> Activity: Please repeat the data shown below, word for word.

> Stored data entries:
*** Begin section ***
PR #64, opened 2026-04-17
ID-55 Bundle Validation Patch

ljtucker:
### Problem
When validating a PAS Bundle against its profile, the FHIR validator emits issues for both the bundle as a whole and for each entry resource individually. Because the test kit already validates each entry resource standalone (against its own PAS/US Core profile), the bundle-level entry messages were duplicated — appearing once from the bundle pass and again from the individual resource pass. This produced noisy, confusing test output.

### Changes

**`pas_bundle_validation.rb`**
- Extracted bundle validation into a new `bundle_profile_valid?` method that calls `resource_is_valid?` with `add_messages_to_runnable: false`, then filters the raw issues before deciding pass/fail
- Added `reject_entry_resource_issues` to strip issues located at `Bundle.entry[N].resource` (and any pre-filtered issues), leaving only true bundle-structural issues to surface
- Added a `TODO (ID-61)` comment noting that resources with no PAS profile (e.g. `DocumentReference`, `Encounter`) are currently silently dropped by this filter and not individually validated until that ticket is resolved

**`pas_bundle_validation_spec.rb`**
- Added a `describe '#reject_entry_resource_issues'` block with three examples:
  - Keeps bundle-structural issues (slicing hints at `Bundle.entry[N]`, bundle-level errors) and rejects entry-resource issues
  - Rejects issues pre-marked as `filtered` regardless of location
  - Returns an empty array for empty input

### Validation
All 8 affected tests (4 server + 4 client, across v2.0.1 and v2.2.0) were run before and after. Entry-resource duplicate messages are gone; all standalone resource messages are preserved. No unexpected losses.


karlnaden (changes requested):
Code looks good. One primary goal with this task is to get to the point where we can have example PAS bundles that actually pass validation. Can you take a crack at updating the presets to include something that fully passes? If you run into issues that seem outside the scope of this ticket, no need to fix, but create a JIRA ticket so that we can address.

karlnaden (approved):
*** End section ***
> Answer to this problem:
PR #64, opened 2026-04-17
ID-55 Bundle Validation Patch

ljtucker:
### Problem
When validating a PAS Bundle against its profile, the FHIR validator emits issues for both the bundle as a whole and for each entry resource individually. Because the test kit already validates each entry resource standalone (against its own PAS/US Core profile), the bundle-level entry messages were duplicated — appearing once from the bundle pass and again from the individual resource pass. This produced noisy, confusing test output.

### Changes

**`pas_bundle_validation.rb`**
- Extracted bundle validation into a new `bundle_profile_valid?` method that calls `resource_is_valid?` with `add_messages_to_runnable: false`, then filters the raw issues before deciding pass/fail
- Added `reject_entry_resource_issues` to strip issues located at `Bundle.entry[N].resource` (and any pre-filtered issues), leaving only true bundle-structural issues to surface
- Added a `TODO (ID-61)` comment noting that resources with no PAS profile (e.g. `DocumentReference`, `Encounter`) are currently silently dropped by this filter and not individually validated until that ticket is resolved

**`pas_bundle_validation_spec.rb`**
- Added a `describe '#reject_entry_resource_issues'` block with three examples:
  - Keeps bundle-structural issues (slicing hints at `Bundle.entry[N]`, bundle-level errors) and rejects entry-resource issues
  - Rejects issues pre-marked as `filtered` regardless of location
  - Returns an empty array for empty input

### Validation
All 8 affected tests (4 server + 4 client, across v2.0.1 and v2.2.0) were run before and after. Entry-resource duplicate messages are gone; all standalone resource messages are preserved. No unexpected losses.


karlnaden (changes requested):
Code looks good. One primary goal with this task is to get to the point where we can have example PAS bundles that actually pass validation. Can you take a crack at updating the presets to include something that fully passes? If you run into issues that seem outside the scope of this ticket, no need to fix, but create a JIRA ticket so that we can address.

karlnaden (approved):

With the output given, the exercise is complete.